Anyway, last night it was my turn to do some maths with him and learn about rounding. The context was prices: if I want to calculate how much 7.88 + 6.92 is I can calculate 8 + 7 first and then work out the difference.

And he just didn't get it. Normally he's a whiz at maths, regularly gets 100% in his tests. But he just could grasp the concept of having to calculate a rough answer before the actual answer

/blogFAQs, I guess

I think it would help if you explain the rough answer obviously isn't the "answer" but is a closer estimate than a random guess.

I haven't heard back on my spectrum tests it's hard to get diagnosed as an adult, but online tests suggest I'm on the spectrum, and his kind of thinking definitely makes sense to me.

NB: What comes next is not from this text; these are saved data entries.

PR #131, opened 2016-05-20
Fixes #130 and #48: Tweak and simplify some of the apc and opcache configuration

### LINKED ISSUE #130: CLI apc/apcu extension warnings.
Following up after #125.

Using version 3.0.4 and DrupalVM with geerlingguy/1404.

If php_apc_enabled_in_ini: false we see this warning since apcu extension is not loaded.

```PHP Warning:  PHP Startup: Unable to load dynamic library '/usr/lib/php/20151012/apc.so' - /usr/lib/php/20151012/apc.so: undefined symbol: zif_apcu_store in Unknown on line 0```

If php_apc_enabled_in_ini: true we see this warning since apc extension is also loaded in 20-apcu_bc.ini.
```PHP Warning:  Module 'apc' already loaded in Unknown on line 0```

It appears php-apcu-bc is automatically installed.  Not sure the best solution for a PR.

rockholla:
[Related to this issue](https://github.com/geerlingguy/ansible-role-php/issues/130) and [this one](https://github.com/geerlingguy/ansible-role-php/issues/48), I thought some tweaks needed to be made with configuration file management for apc and opcache.  The fix is simply to remove any apc or opcache configuration files that the PHP installation creates in favor of managing the configuration files through this role.

Another change is to remove the variables `php_opcache_enabled_in_ini` and `php_apc_enabled_in_ini` and just rely on the switches `php_opcache_enable` and `php_enable_apc` to create or remove the relevant config files.  I think this should suffice unless I'm missing something.  Just let me know.

For the sake of noting everything related going on the repo, it looks like [this pull request](https://github.com/geerlingguy/ansible-role-php/pull/86) was a attempting to solve a similar issue.

### DIFF
--- a/README.md
+++ b/README.md
@@ -87,10 +87,6 @@ Various defaults for PHP. Only used if `php_use_managed_ini` is set to `true`.
 
 The OpCache is included in PHP starting in version 5.5, and the following variables will only take effect if the version of PHP you have installed is 5.5 or greater.
 
-    php_opcache_enabled_in_ini: false
-
-When installing Opcache, depending on the system and whether running PHP as a webserver module or standalone via `php-fpm`, you might need the line `extension=opcache.so` in `opcache.ini`. If you need that line added (e.g. you're running `php-fpm`), set this variable to true.
-
     php_opcache_enable: "1"
     php_opcache_enable_cli: "0"
     php_opcache_memory_consumption: "96"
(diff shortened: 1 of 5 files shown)


geerlingguy:
Yeah, this is slightly more involved, of course, than the approach #48 was taking, but I think it will solve a lot of the small/painful issues people have been running into with different PHP versions on different platforms.

I'm going to merge this, then maybe do a minor release and hopefully people can test and see how it holds up (I don't think it should break anything—but in some cases this role's configuration might not have been used before this PR).

rockholla:
Excellent, thanks @geerlingguy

The confusing thing isn't that rounding is hard, the confusing thing is calling it "right". People who like precision and math don't like calling the wrong thing "right". So maybe reframe rounding as approximation.

I hope they aren't saying he has to solve 7.88+6.92 as 8+7-0.12-0.08, because that certainly isn't any more "right" than just doing 7.88 + 6.92 directly, it just helps some people who aren't as precision minded think about it.